=== Begin Enclosure ===

PR #497, opened 2021-04-07
DDP-5797 Open an edit dialog for a new created childInstance immediately 

alextanlan:


ddp-workspace/projects/ddp-sdk/src/lib/components/activityForm/activity-blocks/activityBlock/activityBlock.component.html
```diff
@@ -9,6 +9,7 @@
                                           [validationRequested]="validationRequested"
                                           [studyGuid]="studyGuid"
                                           [parentActivityInstanceGuid]="parentActivityInstanceGuid"
```
MocanaAtBroad: Not one of your changes in this PR, but do we need parentActivityInstanceGuid Input param? I expect it would be part `instance`.

ddp-workspace/projects/ddp-sdk/src/lib/components/activityForm/activity-blocks/activityBlock/activityBlock.component.html
```diff
@@ -9,6 +9,7 @@
...
+                                          [needsOpeningEditDialog]="createdInstanceGuidToOpen === instance.instanceGuid"
```
MocanaAtBroad: Consider simplifying/shortening name. Maybe `openDialog`?

MocanaAtBroad (commented):
Works well! A couple of small comments.

ddp-workspace/projects/ddp-sdk/src/lib/components/activityForm/activity-blocks/activityBlock/activityBlock.component.html
alextanlan: I would agree. 
However there is already an existing method with the name `openDialog` (and `openEditDialog` as well) in `ModalActivityBlockComponent`.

=== End Enclosure ===

[BRIEF]: Could you reproduce all of the entries exactly as they appear?

[SOLUTION]:
PR #497, opened 2021-04-07
DDP-5797 Open an edit dialog for a new created childInstance immediately 

alextanlan:


ddp-workspace/projects/ddp-sdk/src/lib/components/activityForm/activity-blocks/activityBlock/activityBlock.component.html
```diff
@@ -9,6 +9,7 @@
                                           [validationRequested]="validationRequested"
                                           [studyGuid]="studyGuid"
                                           [parentActivityInstanceGuid]="parentActivityInstanceGuid"
```
MocanaAtBroad: Not one of your changes in this PR, but do we need parentActivityInstanceGuid Input param? I expect it would be part `instance`.

ddp-workspace/projects/ddp-sdk/src/lib/components/activityForm/activity-blocks/activityBlock/activityBlock.component.html
```diff
@@ -9,6 +9,7 @@
...
+                                          [needsOpeningEditDialog]="createdInstanceGuidToOpen === instance.instanceGuid"
```
MocanaAtBroad: Consider simplifying/shortening name. Maybe `openDialog`?

MocanaAtBroad (commented):
Works well! A couple of small comments.

ddp-workspace/projects/ddp-sdk/src/lib/components/activityForm/activity-blocks/activityBlock/activityBlock.component.html
alextanlan: I would agree. 
However there is already an existing method with the name `openDialog` (and `openEditDialog` as well) in `ModalActivityBlockComponent`.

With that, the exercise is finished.